*** RECORDS SHOWN ***

Issue #3460, opened 2026-07-29
Channel disappears from sidebar after app restart, even after joining and messaging successfully (self-hosted relay, v0.5.0)


AIAlhello:
Hi team — first time filing here, so let me know if I've missed any convention. Wanted to share a clean repro of what looks like a real bug, plus some deeper diagnostic detail in case it's useful. As Claude has been helping troubleshoot, it generated the below report:

Environment

Buzz Desktop v0.5.0, macOS (reproduced on macOS 26.5.2 and 26.6)
Self-hosted relay via Docker Compose (deploy/compose/compose.yml), Postgres 17, single community
Reproduced with a freshly-created agent using the new "Bring Your Own Harness" flow (Hermes Agent), but also reproduces with plain human-only channels — doesn't seem to require an agent at all

Steps to reproduce

Create a new channel from the desktop app (e.g. #test2)
Add an agent to the channel via "Add agent to channel" (or just send a message as the human owner — reproduces either way)
Send a message; confirm it appears and the channel shows correctly in the left sidebar
Fully quit the app (Cmd+Q), then relaunch it

Expected behavior
The channel remains in the sidebar, and membership/join status persists across the restart.

Actual behavior
The channel disappears from the left sidebar entirely. It's still discoverable via Browse Channels, and message history is visible there — but the app shows it as not-joined and prompts to "Join" again, even though the join/message activity from before the restart is intact server-side.

Notes

This reproduces on v0.5.0, which already includes #3182 ("recover full local storage on startup") — so whatever that fix addressed, it doesn't seem to cover this case.
I did a deeper dive on a related-looking issue in an older channel (not the #test2 repro above, a separate one I'd been using) where I could verify the underlying data was correct: the channel_members Postgres row for my identity was present and correct (right community_id, no removed_at/hidden_at), and manually running the relay's own documented get_members() query returned the correct membership. But the relay's published member-list event (kind 39002) never included my pubkey regardless. I don't know if that's the same root cause as the sidebar issue above or a separate one, but flagging in case it's useful — happy to share the full steps for that if it'd help.

Happy to provide logs, a docker exec into the relay's Postgres, or anything else that would help narrow this down.

iroiro147:
Claiming this for a fix. Two candidate seams, need one piece of evidence to discriminate — posting diagnosis so the work is resumable.

## Candidate root causes

**Hypothesis A — sidebar knows the membership, but the restore-destination redirect makes it look gone.**

[...]

PR #4039, opened 2026-08-01
fix(relay): require all three NIP-29 discovery kinds before treating a channel as reconciled (#3460)

iroiro147:
## Summary

Tightens the boot-time channel-discovery reconcile so a channel is only considered "reconciled" when **all three** NIP-29 discovery events (metadata 39000, admins 39001, members 39002) are present — not just 39000. Fixes the #3460 symptom where a channel a user had joined disappeared from their Desktop sidebar after a relaunch.

## Root cause

Emission of the relay-signed discovery events is out-of-band and best-effort. Every site that changes membership or metadata *tries* to emit, but tolerates failure — e.g. `handle_join_request` `warn!`-logs and proceeds when `emit_group_discovery_events` errors (`side_effects.rs`). That means a channel can exist whose metadata event (kind:39000) was published at creation (when the member list was empty) while the members event (kind:39002) was rolled back or never written.

The reconcile pass at boot previously probed **only** for kind:39000 to decide whether a channel needed (re-)emission. Once 39000 existed, every subsequent startup classified the channel as reconciled and skipped re-emission — so a channel whose 39002 never landed stayed broken forever. The relay's published member list then omitted pubkeys the `channel_members` table held, the client's `get_channels({kinds:[39002],"#p":[my_key]})` query returned empty on cold boot, `isMember` derived `false`, and the sidebar dropped the channel behind a "Join" prompt. This matches the reporter's own follow-up note that the relay's 39002 member-list event never included their pubkey even though the DB row was correct.

## Fix

`reconcile_channel_events` now probes one addressable event per required kind (`REQUIRED_DISCOVERY_KINDS = [39000, 39001, 39002]`) for each channel, and re-emits the complete `emit_group_discovery_events` snapshot whenever any of the three is missing. Re-emission is idempotent (it replaces the current snapshot from the DB), so catching the "39002 was never written" shape also repairs the "39001 (admins) got lost" shape for free.

Fail-closed on a probe query error: the channel is skipped rather than re-emitting into a shaky DB (matches the existing error-tolerance of this boot path). Probe cost is one query per kind per channel, once per boot.

## Test

- `reconcile_probes_metadata_admins_and_members_kinds` pins `REQUIRED_DISCOVERY_KINDS == [39000, 39001, 39002]` (order + set + distinctness) so the revert can't regress silently.
- Full relay lib suite: **794 pass / 9 pre-existing env-gated failures** (`api::media`/`api::admin`, unchanged baseline; 0 media/admin files touched in this diff).

## Environment note

End-to-end validation (a scratch Postgres with a channel whose 39002 is absent) requires the live relay Postgres fixture this worktree lacks. The change is behaviorally additive: channels that were already fully reconciled are untouched; only previously-stranded 39001/39002-missing channels get an initial emission at boot.

### DIFF
--- a/crates/buzz-relay/src/handlers/side_effects.rs
+++ b/crates/buzz-relay/src/handlers/side_effects.rs
@@ -3035,13 +3035,32 @@ pub async fn publish_nip43_member_removed(
 }
 
 /// Reconcile channels that exist in the DB but don't have kind:39000 events.
+/// Discovery kinds that must ALL be present for a channel to be considered
+/// reconciled. Probing only 39000 caused issue #3460: a channel whose
+/// metadata event was written but whose member-list (39002) or admin-list
+/// (39001) emission failed would pass the old check and forever surface a
+/// stale (or missing) member list to `#p` queries.
+const REQUIRED_DISCOVERY_KINDS: [i32; 3] = [39000, 39001, 39002];
+
+/// Reconcile per-channel NIP-29 discovery events signed by the relay.
 ///
-/// This handles the case where channels were created via direct SQL inserts
-/// (e.g. test seed scripts) rather than through the Nostr event pipeline.
-/// Emits kind:39000 (metadata) and kind:39002 (members) for each channel
-/// that is missing its discovery events.
+/// Emission is out-of-band and best-effort: every site that changes membership
+/// or metadata *tries* to emit, but tolerates failure (e.g. `handle_join_request`
+/// `warn!`-logs and proceeds on `emit_group_discovery_events` error). That means
+/// a channel can exist whose metadata event (kind:39000) was published (with the
+/// then-empty member list) while the members event (kind:39002) was rolled back
+/// or never written — and previously the reconcile pass only probed for 39000,
+/// so every subsequent startup classified the channel as reconciled and left
+/// 39002 missing forever. The result was exactly issue #3460: the relay's
+/// published member list omitted pubkeys that the `channel_members` table held,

*** End of RECORDS SHOWN ***

Show me all lines in the records that contain "reproduces".

Reproduced with a freshly-created agent using the new "Bring Your Own Harness" flow (Hermes Agent), but also reproduces with plain human-only channels — doesn't seem to require an agent at all
Add an agent to the channel via "Add agent to channel" (or just send a message as the human owner — reproduces either way)
This reproduces on v0.5.0, which already includes #3182 ("recover full local storage on startup") — so whatever that fix addressed, it doesn't seem to cover this case.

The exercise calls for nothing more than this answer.